#### Requirement
Read the listing below and copy out every line that holds "assume".

#### Input

*** Begin section ***

Issue #999, opened 2023-02-01
Redo Exec/Spawn detour


t4lz:
Eliminate the `PatchedArgs` struct and return a tuple instead.

PR #1001, opened 2023-02-01
[Merged by Bors] - Redo spawn detour logic.

t4lz:
#999

### DIFF
--- a/mirrord/layer/src/exec.rs
+++ b/mirrord/layer/src/exec.rs
@@ -5,7 +5,7 @@ use std::{
     ffi::{c_void, CStr, CString},
     marker::PhantomData,
     mem::MaybeUninit,
-    ptr::null,
+    ptr,
 };
 
 use itertools::Itertools;
@@ -89,15 +89,24 @@ struct StringPtr<'a> {
 }
 
 impl Argv {
-    fn null_vec<'a>(&'a self) -> Vec<StringPtr<'a>> {
-        self
+    fn null_string_ptr() -> StringPtr<'static> {
+        StringPtr {
+            ptr: ptr::null(),
+            ..Default::default()
+        }
+    }
+
+    fn null_vec(&self) -> Vec<StringPtr> {
+        let mut vec = self
             .0
             .iter()
             .map(|cstr| StringPtr {
                 ptr: cstr.as_ptr(),
-                _phantom: PhantomData::default(),
+                ..Default::default()
             })
-            .collect()
+            .collect();
+        vec.push(Self::null_string_ptr());
+        vec
     }
 }
 
@@ -172,7 +181,6 @@ unsafe fn patch_sip_for_new_process(
     Success((path_c_string, argv_vec))
 }
 
-
 /// Hook for `libc::execve`.
 ///
 /// Patch file if it is SIPed, used new path if patched.
@@ -188,10 +196,7 @@ pub(crate) unsafe extern "C" fn execve_detour(
 ) -> c_int {
     match patch_sip_for_new_process(path, argv) {
         Success((new_path, new_argv)) => {
-            let mut new_argv = new_argv.null_vec();
-            new_argv.push(StringPtr{ptr: std::ptr::null(), _phantom: PhantomData::default()});
-            // Here we assume that in the memory - a buffer of `CStrings` is exactly the same
-            // as a buffer of the respective `.as_ptr()`s of those `CString`s.
+            let new_argv = new_argv.null_vec();
             let res = FN_EXECVE(
                 new_path.as_ptr(),
                 new_argv.as_ptr() as *const *const c_char,
@@ -216,19 +221,15 @@ pub(crate) unsafe extern "C" fn posix_spawn_detour(
 ) -> c_int {
     match patch_sip_for_new_process(path, argv) {
         Success((new_path, new_argv)) => {
-            let mut new_argv = new_argv.null_vec();
-            new_argv.push(StringPtr{ptr: std::ptr::null(), _phantom: PhantomData::default()});
+            let new_argv = new_argv.null_vec();
             let res = FN_POSIX_SPAWN(
                 pid,
                 new_path.as_ptr(),
                 file_actions,
                 attrp,
-                // Here we assume that in the memory - a buffer of `CStrings` is exactly the same
-                // as a buffer of the respective `.as_ptr()`s of those `CString`s.
                 new_argv.as_ptr() as *const *const c_char,
                 envp,
             );
-
 
             res
         }
--- a/mirrord/layer/src/exec.rs
+++ b/mirrord/layer/src/exec.rs
@@ -132,10 +132,7 @@ unsafe fn patch_sip_for_new_process(
 
     // Continue even if there were errors - just run without patching.
     let path_c_string = patch_if_sip(path_str)
-        .and_then(|w| {
-            // TODO: is there a shorter way to convert a Result into a Detour in this situation?
-            CString::new(w).map_or_else(|err| Error(Null(err)), Success)
-        })
+        .and_then(|w| Success(CString::new(w)?))
         .unwrap_or(
             CString::new(path_str.to_string()).unwrap(),
             // unwrap(): path_str was created from CString so it won't have any nulls.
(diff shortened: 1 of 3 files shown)


mirrord/layer/src/exec.rs
```diff
@@ -96,108 +95,66 @@ fn intercept_tmp_dir(argv_arr: &Nul<*const c_char>) -> Detour<Vec<*const c_char>
...
     let exe_path = env::current_exe()
         .map(|path| path.to_string_lossy().to_string())
         .unwrap_or_default();
     trace!("Executable {} called execve/posix_spawn", exe_path);
 
-    // Do unsafe part of path conversion here.
-    let rawish_path = (!path.is_null()).then(|| CStr::from_ptr(path));
+    // TODO: should I change this function to return a result, and if exec/spawn are called with a
+    //       null pointer we could just pass it on instead of panicking?
+    let path_str = raw_to_str(&path).expect("Exec/Spawn hook got null pointer for path.");
```
t4lz, line 131: What do you think? That would mean having (duplicate) handling code in the `..._detour` functions.

How would you handle an error here?

mirrord/layer/src/exec.rs
```diff
@@ -96,108 +95,66 @@ fn intercept_tmp_dir(argv_arr: &Nul<*const c_char>) -> Detour<Vec<*const c_char>
...
     // Continue even if there were errors - just run without patching.
-    let path_c_string = patch_if_sip(rawish_path)
-        .success()
-        .map(CString::new)
-        .transpose()
-        .unwrap_or_default();
+    let path_c_string = patch_if_sip(path_str)
+        .and_then(|w| {
+            // TODO: is there a shorter way to convert a Result into a Detour in this situation?
+            CString::new(w).map_or_else(|err| Error(Null(err)), |c_string| Success(c_string))
```
t4lz, line 137: Is there already a good way to convert a result into a detour? If not, should I create one?

mirrord/layer/src/exec.rs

*** End section ***

#### Task output
-            // Here we assume that in the memory - a buffer of `CStrings` is exactly the same
-                // Here we assume that in the memory - a buffer of `CStrings` is exactly the same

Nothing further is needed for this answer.